Privacy, some scholars argue, functions not only as a private right but also as a public good, as it is difficult for any individual to have privacy without all individuals having a similar minimum level of privacy. In all, Harris argues that privacy discussions in the context of disability must be contextual and nuanced.

On the other side of privacy, publicity values offer crucial opportunities to reform social norms around disability. Embracing disability as a public issue can help to create a more inclusive society wherein people with disabilities can occupy the sociopolitical identity of having a disability without shouldering the burden of that identity on a solely individual basis.

Harris sets out a series of recommendations as to how to make disability more visible, beginning first with the need to collect more data on the impact that contemporary disability laws and policies have on society.
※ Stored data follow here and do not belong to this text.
PR #2750, opened 2015-12-15
Fixed warning regarding an uninitialized value

SphinxC0re:
I should really collect more of those


Seadragon91:
Oh again a deadlock by the spawn point... Had three on my computer of them. Should really look what there is wrong...

PR #2751, opened 2015-12-15
PieceStructures generator: Fixed wrong merge conflict resolution.

madmaxoft:
Also improved reporting messages.
Ref.: http://forum.mc-server.org/showthread.php?tid=2256


Seadragon91:
Again a deadlock, hehe nice hit.

madmaxoft:
Weird thing is, when I copy the seed to my local instance of the server, it works without any problems. I wonder what's going on there.

Seadragon91:
I had around 3 pull requests, who deadlocked. Tested all the seeds local and had no problem with them. I just say, it's something like a race-condition.

madmaxoft:
Rebased and merged.

PR #2754, opened 2015-12-15
Allow horse control

Gargaj:
Still quite buggy, but at least it fixes 1. the protocol (which was totally wrong) and 2. the horse going willy-nilly if someone is saddled upon it 3. the fact that you literally couldn't control the horse :D

What remains: There's still no proper speed mechanism, the horse for some reason glides along randomly once you moved with it, jumping doesn't work, and the single-block climb isn't there. (For whoever would like to give it a shot.)


madmaxoft:

SafwatHalaby:
Cuberite: Where horses walk diagonally and can go reverse full speed. :tm:

SphinxC0re:
Definitely a feature

PR #2755, opened 2015-12-15
Working coverage build

worktycho:


madmaxoft:
I'd appreciate some more information on the coverage builds - what they can be used for, what tools work with them, what web pages to check out etc. Could you write some tiny guide as a forum post, for us dumb ones?

worktycho:
It uses lcov.

If you use this setup with gcc as a compiler: `cmake -DCMAKE_BUILD_TYPE=COVERAGE -DSELF_TEST=1`
Then run `make Cuberite_coverage` it generates a html report in build dir/coverage which says what code was run during the tests.

The idea is to provide guidance for what we are and aren't testing, in order to start getting some actual unit testing.

PR #2757, opened 2015-12-15
Preinitialized variables

SphinxC0re:


madmaxoft:
Do not merge yet!

All these values should be initialized properly in the `CalcFloorFrac()` function, yet both clang and coverity complain that they aren't. This needs further investigation, rather than slapping zeroes all over the place. If there is indeed a possibility of uninitialized value getting in there, then we have a real problem.

SafwatHalaby:
A general remark regarding intialization:
I personally dislike initializing variables with placeholder values (like zeros) which will be overridden later before ever being used. Because it reduces the likelihood of crashing when there is an error. Failing noisily is a good thing. It is also a waste of cpu cycles.

tigerw:
I remember reading somewhere that just passing uninitialised variables can constitute undefined behaviour, but the article concerned C.

madmaxoft:
If you pass them by-value, it is UB. If you pass them by-ref, it's a valid scenario (you want the function to fill them in)

SphinxC0re:
I'm so sorry for all the whitespace deletions. Atom does some nasty stuff to the code.

I removed most of the unnecessary initializations but I found some more places where uninitialized values throw a warning

src/Bindings/LuaJson.cpp
```diff
@@ -134,7 +134,7 @@ static Json::Value JsonSerializeTable(cLuaState & a_LuaState)
 	{
 		if (lua_type(a_LuaState, -2) == LUA_TNUMBER)
 		{
-			int idx;
+			int idx = 0;
 			a_LuaState.GetStackValue(-2, idx);
```
worktycho: This call to GetStackValues should check the return code for an error. Then the uninitialized value would never be read.

SphinxC0re: This should be handled in a different PR

madmaxoft: I don't think it's needed, because we've already checked that it's a number, so it's always read successfully (unless someone else bombs our memory).
I guess I could rewrite this to instead depend on the `GetStackValue()`'s return as to whether the value is an int or a string

madmaxoft: Still, another PR.

worktycho: It can fail. Lua numbers are doubles, and this is an int. So if I write plugin code to pass 1e40 to the function, its a number but its too big to fit in an int so get stack values should fail.

SphinxC0re:
Merge?

SphinxC0re:
Rebased again. Merge?

madmaxoft:
I'm against a merge of this kind of code. It hides the problems, instead of solving them.

We need to find out *why* the variables aren't initialized in the functions that are expected to assign values to them, instead of slapping the "don't care" plaster all over the place.

Also, set your editor not to remove the final empty lines of the files; those unrelated whitespace changes are not nice either.

PR #2758, opened 2015-12-16
Fixed String Parsing crash bug

worktycho:
Check string length against actual remaining data, not an arbitrary constant

### DIFF
--- a/src/WorldStorage/FastNBT.cpp
+++ b/src/WorldStorage/FastNBT.cpp
@@ -91,11 +91,7 @@ bool cParsedNBT::ReadString(size_t & a_StringStart, size_t & a_StringLen)
 	NEEDBYTES(2);
 	a_StringStart = m_Pos + 2;
 	a_StringLen = static_cast<size_t>(GetBEShort(m_Data + m_Pos));
-	if (a_StringLen > 0xffff)
-	{
-		// Suspicious string length
-		return false;
-	}
+	NEEDBYTES(a_StringLen);
 	m_Pos += 2 + a_StringLen;
 	return true;
 }


src/WorldStorage/FastNBT.cpp
```diff
@@ -91,9 +91,9 @@ bool cParsedNBT::ReadString(size_t & a_StringStart, size_t & a_StringLen)
 	NEEDBYTES(2);
 	a_StringStart = m_Pos + 2;
 	a_StringLen = static_cast<size_t>(GetBEShort(m_Data + m_Pos));
-	if (a_StringLen > 0xffff)
+	if (a_StringLen > m_Length - m_Pos - 2)
```
madmaxoft: Both `m_Length` and `m_Pos` are unsigned; an underflow can occur here when reading too close to the end of the data.

worktycho: No it can't without UB. If `m_Pos > m_Length` then we hit UB at line 93.
And if `2 < m_Length - m_Pos` then we should of exited in NEEDBYTES.

madmaxoft: Can't you just change it to `if (a_StringLen + 2 > m_Length - m_Pos)` ? It's clean and it's robust.

worktycho:
I've swapped it out for the NEEDBYTES macro.

worktycho:
Just discovered theres a bug in this fix. Because we don't increment m_Pos before the second `NEEDBYTES`, we should `NEEDBYTES(2 + a_StringLen)`.

madmaxoft:
Good catch

worktycho:
It was the fuzzer that found it. It causes my test program to crash if it hits a string tag with a length one longer than the remaining data.

PR #2760, opened 2015-12-16
Baby chickens don't lay eggs

Gargaj:


madmaxoft:
How about early bail-out:
```cpp
if (IsBaby())
{
  return;
}
```

Gargaj:
Does it matter?

madmaxoft:
It improves readability by reducing the nesting level

Gargaj:
I would argue ```if (this isn't true) { do something; }``` is easily more readable than ```if (this is true) nothing to do here;```

NiLSPACE:
It's more like `if (this is true) nothing left do do for us. We can leave`

madmaxoft:
Compare:
```cpp
if (something)
{
  ...
  if (somethingelse)
  {
    ...
    if (yetanother)
    {
      ...
    }
  }
}
```
with
```cpp
if (!something)
{
  // Nothing needed
  return;
}

...
if (!somethingelse)
{
  // We can't do this now
  return;
}

...
if (!yetanother)
{
  // Access denied
  return;
}
...
```

PR #2761, opened 2015-12-16
Moved variables into scope, removed unused variables and fixed variables

Seadragon91:
Playing around with static analyzers :)
* Moved variables into scope
* Removed unused variables
* Fixed use of wrong variable

### DIFF
--- a/src/BlockEntities/BrewingstandEntity.cpp
+++ b/src/BlockEntities/BrewingstandEntity.cpp
@@ -92,10 +92,10 @@ bool cBrewingstandEntity::Tick(std::chrono::milliseconds a_Dt, cChunk & a_Chunk)
 		return false;
 	}
 
-	const cBrewingRecipes::cRecipe * Recipe = nullptr;
 	// The necessary brewing time, has been reached
 	if (m_TimeBrewed >= m_NeedBrewingTime)
 	{
+		const cBrewingRecipes::cRecipe * Recipe = nullptr;
 		BroadcastProgress(0, 0);
 		m_IsBrewing = false;
 		m_TimeBrewed = 0;
--- a/src/Blocks/BlockCrops.h
+++ b/src/Blocks/BlockCrops.h
@@ -75,14 +75,7 @@ public:
 	
 	virtual void OnUpdate(cChunkInterface & cChunkInterface, cWorldInterface & a_WorldInterface, cBlockPluginInterface & a_PluginInterface, cChunk & a_Chunk, int a_RelX, int a_RelY, int a_RelZ) override
 	{
-		NIBBLETYPE Meta     = a_Chunk.GetMeta      (a_RelX, a_RelY, a_RelZ);
-		NIBBLETYPE Light    = a_Chunk.GetBlockLight(a_RelX, a_RelY, a_RelZ);
-		NIBBLETYPE SkyLight = a_Chunk.GetSkyLight  (a_RelX, a_RelY, a_RelZ);
-
-		if (SkyLight > Light)
-		{
-			Light = SkyLight;
-		}
+		NIBBLETYPE Meta = a_Chunk.GetMeta(a_RelX, a_RelY, a_RelZ);
 
 		// Check to see if the plant can grow
 		auto Action = CanGrow(a_Chunk, a_RelX, a_RelY, a_RelZ);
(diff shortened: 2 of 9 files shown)


src/PolarSSL++/BlockingSslClientSocket.cpp
```diff
@@ -189,7 +189,7 @@ bool cBlockingSslClientSocket::Send(const void * a_Data, size_t a_NumBytes)
 	size_t NumBytes = a_NumBytes;
 	for (;;)
 	{
-		int res = m_Ssl.WritePlain(a_Data, a_NumBytes);
+		int res = m_Ssl.WritePlain(Data, a_NumBytes);
```
Seadragon91: Fixed use of wrong variable. The method `Send` is not used, but better fix that.

src/Entities/Entity.cpp
```diff
@@ -513,7 +513,7 @@ bool cEntity::DoTakeDamage(TakeDamageInfo & a_TDI)
 			RemovedDamage += CeilC(EPFProtection * 0.04 * a_TDI.FinalDamage);
 		}
 
-		if ((a_TDI.DamageType == dtFalling) || (a_TDI.DamageType == dtFall) || (a_TDI.DamageType == dtEnderPearl))
+		if ((a_TDI.DamageType == dtFalling) || (a_TDI.DamageType == dtEnderPearl))
```
Seadragon91: dtFalling and dtFall have the same int value. No need to check twice :)

src/Blocks/BlockCrops.h
```diff
@@ -75,14 +75,7 @@ class cBlockCropsHandler :
...
-		NIBBLETYPE SkyLight = a_Chunk.GetSkyLight  (a_RelX, a_RelY, a_RelZ);
-
-		if (SkyLight > Light)
-		{
-			Light = SkyLight;
-		}
+		NIBBLETYPE Meta = a_Chunk.GetMeta(a_RelX, a_RelY, a_RelZ);
 
 		// Check to see if the plant can grow
 		auto Action = CanGrow(a_Chunk, a_RelX, a_RelY, a_RelZ);
```
Seadragon91: No need for the light variables, is checked in `CanGrow`.

src/BlockEntities/BrewingstandEntity.cpp
```diff
@@ -92,10 +92,10 @@ bool cBrewingstandEntity::Tick(std::chrono::milliseconds a_Dt, cChunk & a_Chunk)
 		return false;
 	}
 
-	const cBrewingRecipes::cRecipe * Recipe = nullptr;
 	// The necessary brewing time, has been reached
 	if (m_TimeBrewed >= m_NeedBrewingTime)
 	{
+		const cBrewingRecipes::cRecipe * Recipe = nullptr;
```
Seadragon91: This one was my fault...

Seadragon91:
Question about the `Rnd` [variables](https://github.com/cuberite/cuberite/blob/master/src/Generating/StructGen.cpp#L333#L335)

The variables `Rnd` aren't used in the for loop, could it be possible that `Rnd` should be [`BubbleRnd`](https://github.com/cuberite/cuberite/blob/master/src/Generating/StructGen.cpp#L329)?

src/PolarSSL++/BlockingSslClientSocket.cpp
madmaxoft: Actually this is wrong. `Data` is the correct variable to use - the `WritePlain` method could consume less than `a_NumBytes` bytes, in which case the loop continues, but only the remaining portion of the data is to be sent (line 202).

madmaxoft:
Good catch, it should indeed be `BubbleRnd`

Seadragon91:
Squashed the commits, Anyone against a merge?

The static analyzer I used, also reports the (possible) use of uninitialized variables, should I open a own issue for that?

madmaxoft:
Looks good to me.

SafwatHalaby:
Out of curiosity, which static analyzer did you use?

Seadragon91:
I used [CppCheck](http://cppcheck.sourceforge.net/)

worktycho:
If your looking static analyzers, you might want to request access to the coverity scan system https://scan.coverity.com/projects/mc-server-mcserver

Seadragon91:
Thank you, have requested access to it. Let's hunt bugs :)

PR #2764, opened 2015-12-17
Implemented new method for creating a chat message

Seadragon91:
Do not merge yet!

This is a start to implement a new way of creating a chat message.

Questions:
* ~~Should the constructor from cChatMessageBuilder, accepts a text for start~~
* Should achievement part be added
* SetColor/SetStyle or better only with cChatColor

Todos:
* ~~A check for the size of m_Parts should be added, to avoid crash if no text has been appended. Where in the code?~~
* ~~Add method BroadcastChat in cRoot/cWorld for cChatMessageBuilder~~


Seadragon91:
Currently for m_Parts, a crash would occur. If the chat message is build this way.
```
local cm = cChatMessageBuilder()
cm:SetClickEvent("suggest_command", "/help")
```

The size of m_Parts is 0 here. My question is where should we add the check? In [`ManualBindings.cpp`](https://github.com/cuberite/cuberite/blob/chat_message/src/Bindings/ManualBindings.cpp) or in [`ChatMessageBuilder.cpp`](https://github.com/cuberite/cuberite/blob/chat_message/src/ChatMessageBuilder.cpp)

Server/Plugins/APIDump/APIDesc.lua
```diff
@@ -672,6 +672,69 @@ end</pre>
 				},
 			},  -- AdditionalInfo
 		},  -- cCompositeChat
+		
+		cChatMessageBuilder =
+		{
+			Desc = [[
+				Encapsulates a chat message that can contain various formatting, URLs, commands executed on click,
```
madmaxoft: `Encapsulates` -> `Builds`

Server/Plugins/APIDump/APIDesc.lua
```diff
@@ -672,6 +672,69 @@ end</pre>
...
+				commands suggested on click, text inserted on shift click and text to show if the mouse is over text. The chat
+				message can be sent by the regular chat-sending functions,
+				{{cPlayer}}:SendMessage(), {{cWorld}}:BroadcastChat() and {{cRoot}}:BroadcastChat().</p>
+				<p>
+				Note that most of the functions in this class are so-called chaining modifiers - they modify the
+				object and then return the object itself, so that they can be chained one after another. See the
+				Chaining example below for details.</p>
+				<p>
+				Colors and Style can be directly used in the text with {cChatColor|cChatColor}. See the Chaining example.
```
madmaxoft: Double-braces are needed for proper links.

Server/Plugins/APIDump/APIDesc.lua
```diff
@@ -672,6 +672,69 @@ end</pre>
...
+	-- Send an example chat message to the player:
+		a_Player:SendMessage(cChatMessageBuilder()
+		:AppendPart("Hello, " .. cChatColor.Green .. cChatColor.Underlined .. a_Player:GetName())
+		:SetClickEvent("open_url", "http://www.cuberite.org")
+		:AppendPart(cChatColor.Underlined .. ", and welcome.")
+		:SetClickEvent("suggest_command", "/help")
+		:AppendPart(" SetDay")
+		:SetClickEvent("run_command", "/time set 0")
+		:SetMessageType(mtJoin)
+	)
```
madmaxoft: I'd change the indent this way:
```lua
	-- Send an example chat message to the player:
	a_Player:SendMessage(cChatMessageBuilder()
		:AppendPart("Hello, " .. cChatColor.Green .. cChatColor.Underlined .. a_Player:GetName())
			:SetClickEvent("open_url", "http://www.cuberite.org")
		:AppendPart(cChatColor.Underlined .. ", and welcome.")
			:SetClickEvent("suggest_command", "/help")
		:AppendPart(" SetDay")
			:SetClickEvent("run_command", "/time set 0")
			:SetMessageType(mtJoin)
	)
```
It makes it clear what is a new part and what is the formatting for it.

src/Bindings/ManualBindings.cpp
```diff
@@ -2968,6 +2969,182 @@ static int tolua_cBlockArea_SaveToSchematicString(lua_State * tolua_S)
...
+	if (self == nullptr)
+	{
+		tolua_error(tolua_S, "invalid 'self' in function 'cChatMessageBuilder:SetClickEvent'", nullptr);
+		return 0;
+	}
+
+	// Add the part:
+	AString Action, Text;
+	L.GetStackValue(2, Action);
+	L.GetStackValue(3, Text);
```
madmaxoft: -> `L.GetStackValues(2, Action, Text);`

src/Bindings/ManualBindings.cpp
```diff
@@ -2968,6 +2969,182 @@ static int tolua_cBlockArea_SaveToSchematicString(lua_State * tolua_S)
...
+	if (self == nullptr)
+	{
+		tolua_error(tolua_S, "invalid 'self' in function 'cChatMessageBuilder:SetHoverEvent'", nullptr);
+		return 0;
+	}
+
+	// Add the part:
+	AString Action, Text;
+	L.GetStackValue(2, Action);
+	L.GetStackValue(3, Text);
```
madmaxoft: Again, combine into a single call.

src/Bindings/ManualBindings.cpp
```diff
@@ -2968,6 +2969,182 @@ static int tolua_cBlockArea_SaveToSchematicString(lua_State * tolua_S)
...
+		return 0;
+	}
+	cChatMessageBuilder * self = reinterpret_cast<cChatMessageBuilder *>(tolua_tousertype(tolua_S, 1, nullptr));
+	if (self == nullptr)
+	{
+		tolua_error(tolua_S, "invalid 'self' in function 'cChatMessageBuilder:SetClickEvent'", nullptr);
+		return 0;
+	}
+
+	// Add the part:
```
madmaxoft: Wrong comment (copypasta)

src/Bindings/ManualBindings.cpp
```diff
@@ -2968,6 +2969,182 @@ static int tolua_cBlockArea_SaveToSchematicString(lua_State * tolua_S)
...
+		return 0;
+	}
+	cChatMessageBuilder * self = reinterpret_cast<cChatMessageBuilder *>(tolua_tousertype(tolua_S, 1, nullptr));
+	if (self == nullptr)
+	{
+		tolua_error(tolua_S, "invalid 'self' in function 'cChatMessageBuilder:SetHoverEvent'", nullptr);
+		return 0;
+	}
+
+	// Add the part:
```
madmaxoft: Copypasta comment

src/Bindings/ManualBindings.cpp
```diff
@@ -2968,6 +2969,182 @@ static int tolua_cBlockArea_SaveToSchematicString(lua_State * tolua_S)
...
+{
+	// function cChatMessageBuilder:AppendPart(Message)
+	// Exported manually to support call-chaining (return *this)
+
+	// Check params:
+	cLuaState L(tolua_S);
+	if (
+		!L.CheckParamUserType(1, "cChatMessageBuilder") ||
+		!L.CheckParamString(2)
+		)
```
madmaxoft: Wrong indent, the closing parenthesis should be one level less. Same in all the other binding functions.

src/Bindings/ManualBindings.cpp
```diff
@@ -3261,6 +3438,14 @@ void cManualBindings::Bind(lua_State * tolua_S)
 			tolua_function(tolua_S, "SendPluginMessage", tolua_cClientHandle_SendPluginMessage);
 		tolua_endmodule(tolua_S);
 
+		tolua_beginmodule(tolua_S, "cChatMessageBuilder");
+			tolua_function(tolua_S, "AppendPart", tolua_cChatMessageBuilder_AppendPart);
+			tolua_function(tolua_S, "SetClickEvent", tolua_cChatMessageBuilder_SetClickEvent);
+			tolua_function(tolua_S, "SetHoverEvent", tolua_cChatMessageBuilder_SetHoverEvent);
+			tolua_function(tolua_S, "SetInsertionText", tolua_cChatMessageBuilder_SetInsertionText);
+			tolua_function(tolua_S, "SetMessageType", tolua_cChatMessageBuilder_SetMessageType);
```
madmaxoft: Align the lines vertically - `tolua_cChatMessageBuilder_` in the same column

src/ChatMessageBuilder.cpp
```diff
@@ -0,0 +1,116 @@
...
+	m_Parts.push_back(new cChatMessageBuilder::cChatMessagePart(a_Text));
+}
+
+
+
+
+
+void cChatMessageBuilder::SetClickEvent(const AString & a_Action, const AString & a_Text)
+{
+	cChatMessagePart * Part = m_Parts.back();
```
madmaxoft: Use `auto`

src/ClassDiagram.cd
```diff
@@ -0,0 +1,2 @@
+﻿<?xml version="1.0" encoding="utf-8"?>
+<ClassDiagram />
```
madmaxoft: Remove this file

src/ChatMessageBuilder.h
```diff
@@ -0,0 +1,90 @@
...
+	eMessageType GetMessageType(void) const { return m_MessageType; }
+
+	/** Returns additional data pertaining to message type, for example, the name of a mtPrivateMsg sender */
+	AString GetAdditionalMessageTypeData(void) const { return m_AdditionalMessageTypeData; }
+
+	/** Sets the message type, which is indicated by prefixes added to the message when serializing
+	Takes optional AdditionalMessageTypeData to set m_AdditionalMessageTypeData. See said variable for more documentation. */
+	void SetMessageType(eMessageType a_MessageType, const AString & a_AdditionalMessageTypeData = "");
+
+	// tolua_end
```
madmaxoft: This `tolua_end` should be moved just after `Clear()`, because the functions are exported manually.

src/ChatMessageBuilder.h
```diff
@@ -0,0 +1,90 @@
...
+
+		AString m_Text;
+		AString m_InsertionText;
+		AString m_HoverText;
+		AString m_ClickText;
+		AString m_HoverAction;
+		AString m_ClickAction;
+	} ;
+
+	std::vector<cChatMessagePart *> m_Parts;
```
madmaxoft: Use a `unique_ptr` instead of naked pointers. typedef the ptr first.

madmaxoft:
Have the constructor take one optional parameter, the initial text; use that to add the first part. That way, there's always at least one part in the builder, and no need for a check, really.

tigerw:
"new method"

Does that mean there will now be two methods of creating a chat message, with the old one kept for reasons of 'backwards compatibility'?

NiLSPACE:
I think together with this we should also allow a method to send raw json to the client.

madmaxoft:
Yes, there will be now three methods:
- sending a plain string
- sending a `cCompositeChat`
- (new) sending a `cChatMessageBuilder`

We'll most likely phase the `cCompositeChat` out in the future, because this new builder is superior. We'll keep the plain string in order to support simple messages.

madmaxoft:
I thought we already had the raw json sending, but can't find it now. Must've been dreaming :P

Seadragon91:
Newer did much work with typedef. Have currently this.
```
typedef std::unique_ptr<cChatMessagePart> cChatMessagePartPrt;
typedef std::vector<cChatMessagePartPrt> m_Parts;
```

madmaxoft:
Fix `Prt` to `Ptr` and it's good :)

Seadragon91:
Sorry, this was a mistype from me here.

madmaxoft:
Right, I overlooked that. It should be:
```cpp
typedef std::unique_ptr<cChatMessagePart> cChatMessagePartPtr;
typedef std::vector<cChatMessagePartPtr> cChatMessagePartPtrs;

cChatMessagePartPtrs m_Parts;
```

Server/Plugins/APIDump/APIDesc.lua
```diff
@@ -672,6 +672,69 @@ end</pre>
...
+function OnPlayerJoined(a_Player)
+	-- Send an example chat message to the player:
+		a_Player:SendMessage(cChatMessageBuilder()
+			:AppendPart("Hello, " .. cChatColor.Green .. cChatColor.Underlined .. a_Player:GetName())
+				:SetClickEvent("open_url", "http://www.cuberite.org")
+			:AppendPart(cChatColor.Underlined .. ", and welcome.")
+				:SetClickEvent("suggest_command", "/help")
+			:AppendPart(" SetDay")
+				:SetClickEvent("run_command", "/time set 0")
+				:SetMessageType(mtJoin)
```
madmaxoft: I still think this entire thing, line 724 - 731, has one more indent level than necessary - the `a_Player:SendMessage` line should be the same indent level as the comment above it.

src/Bindings/ManualBindings.cpp
```diff
@@ -2968,6 +2969,180 @@ static int tolua_cBlockArea_SaveToSchematicString(lua_State * tolua_S)
...
+static int tolua_cChatMessageBuilder_AppendPart(lua_State * tolua_S)
+{
+	// function cChatMessageBuilder:AppendPart(Message)
+	// Exported manually to support call-chaining (return *this)
+
+	// Check params:
+	cLuaState L(tolua_S);
+	if (
+		!L.CheckParamUserType(1, "cChatMessageBuilder") ||
+		!L.CheckParamString(2)
```
madmaxoft: Check param end, too, to avoid weirdnes when calling with more params than needed.

src/ChatMessageBuilder.cpp
```diff
@@ -0,0 +1,115 @@
...
+AString cChatMessageBuilder::CreateJsonString(bool a_ShouldUseChatPrefixes) const
+{
+	Json::Value msg;
+	msg["text"] = cClientHandle::FormatMessageType(a_ShouldUseChatPrefixes, GetMessageType(), GetAdditionalMessageTypeData());  // The client crashes without this field being present
+	for (auto ChatMessagePart : m_Parts)
+	{
+		Json::Value Part;
+		Part["text"] = ChatMessagePart->m_Text;
+
+		if (ChatMessagePart->m_ClickAction != "")
```
madmaxoft: Use `!str.empty()` instead of `str != ""`, it's a tiny bit faster.

src/ChatMessageBuilder.h
```diff
@@ -0,0 +1,107 @@
...
+{
+public:
+	// tolua_end
+
+	/** This class is used to store the text, the click event, hover event and insertion text. */
+	class cChatMessagePart
+	{
+	public:
+		cChatMessagePart() :
+			m_Text("")
```
madmaxoft: No need to initialize to an empty string

src/Bindings/ManualBindings.cpp
Seadragon91: To the other methods, too?

madmaxoft: Yes, all of them.

Seadragon91:
Looks much better now :)
Adding now the overloads in `BroadcastChat`.

src/ChatMessageBuilder.cpp
```diff
@@ -0,0 +1,115 @@
...
+			Json::Value Hover;
+			Hover["action"] = ChatMessagePart->m_HoverAction;
+			Hover["value"] = ChatMessagePart->m_HoverText;
+			Part["hoverEvent"] = Hover;
+		}
+		if (!ChatMessagePart->m_HoverAction.empty())
+		{
+			Part["insertion"] = ChatMessagePart->m_InsertionText;
+		}
+		msg["extra"].append(Part);
```
madmaxoft: Would `std::move(Part)` work here? It'd make sense.

src/ChatMessageBuilder.cpp
```diff
@@ -0,0 +1,115 @@
...
+
+
+
+
+void cChatMessageBuilder::Clear(void)
+{
+	m_Parts.clear();
+
+	// Add a empty part
+	m_Parts.push_back(std::move(cChatMessagePartPtr(new cChatMessagePart(""))));
```
madmaxoft: I think `cpp14::make_unique<cChatMessagePart>("")` would be better and shouldn't need moving.

src/ChatMessageBuilder.h
```diff
@@ -0,0 +1,107 @@
...
+		AString m_HoverText;
+		AString m_ClickText;
+		AString m_HoverAction;
+		AString m_ClickAction;
+	} ;
+
+	typedef std::unique_ptr<cChatMessagePart> cChatMessagePartPtr;
+	typedef std::vector<cChatMessagePartPtr> cParts;
+
+	cParts m_Parts;
```
madmaxoft: This should probably be `protected`, too. And you should add a note that it is never empty, so that none of the modifiers need to check.

madmaxoft:
I think colors, styles and scores should be included in the API. I'd like to phase the old-style colors out completely, it is quite possible the vanilla client / server will phase them out in the future, too.

Basically include everything the JSON message can contain:
http://wiki.vg/Chat

madmaxoft:
I've rebased this onto current master.

Seadragon91:
This needs more tough. For the hover part, we need color and style, too. That means we need the message part for it.

madmaxoft:
Yea, I just didn't want this to become too old to work on.

Seadragon91:
In the example from `http://wiki.vg/Chat`, is no extra part for hover event. I tested this and the extra part is not recognized. The color / style only works for the text part.

PR #2769, opened 2015-12-17
Check for invalid tags when reading a compound tag

worktycho:


madmaxoft:
Looks good. Will you be doing anything more with this, or is this finished?

worktycho:
That depends if my fuzzing finds any more crashes. But it hasn't found any crashes in the last four hours of running, so I don't think so.

madmaxoft:
Wow, you're bringing some heavy guns in :)

worktycho:
I've been wanting to try fuzzing something for a while, and the NBT parser turned out to be easy to split. I'll upload the NBT validation program I wrote that I'm actually fuzzing over the weekend. It returns a zero exit code for valid NBT, and non-zero for invalid.

Seadragon91:
Thank you doing that :smile:

worktycho:
If theres any other parsers that are easy to split, I'll try and fuzz them. I'd like to fuzz the protocol, but I'm not sure I can split it into a separate small program.

madmaxoft:
Would it make sense to put the test programs into the `tests` folder and add it to the unit testing?

worktycho:
It might do. Just take all the testcases the fuzzer has generated, and test the parser against them to ensure it doesn't crash.

madmaxoft:
I rebased this thing on top of current master, merge if it compiles.

PR #3311, opened 2016-08-11
Lua tracked ref

madmaxoft:
This adds the same treatment as `cLuaState::cCallback` (tracking, reset when plugin unloads) to a separate `cTrackedRef` class that can hold a reference to any Lua object. This is in turn used for the Lua callback tables in `cTableRef`.

### DIFF
--- a/src/Bindings/LuaNameLookup.cpp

Moreover, social science indicates that the workplace and higher education are the most impactful places wherein people with less visible disabilities can “come out,” thus suggesting that targeting publicity efforts in those two environments may offer the greatest opportunities to change social norms. Finally, Harris suggests alterations to threshold questions that categorize people as “disabled,” stronger discrimination protections for those who choose to disclose their disabilities, and procedural shifts in the burden of proof and persuasion in disability litigation.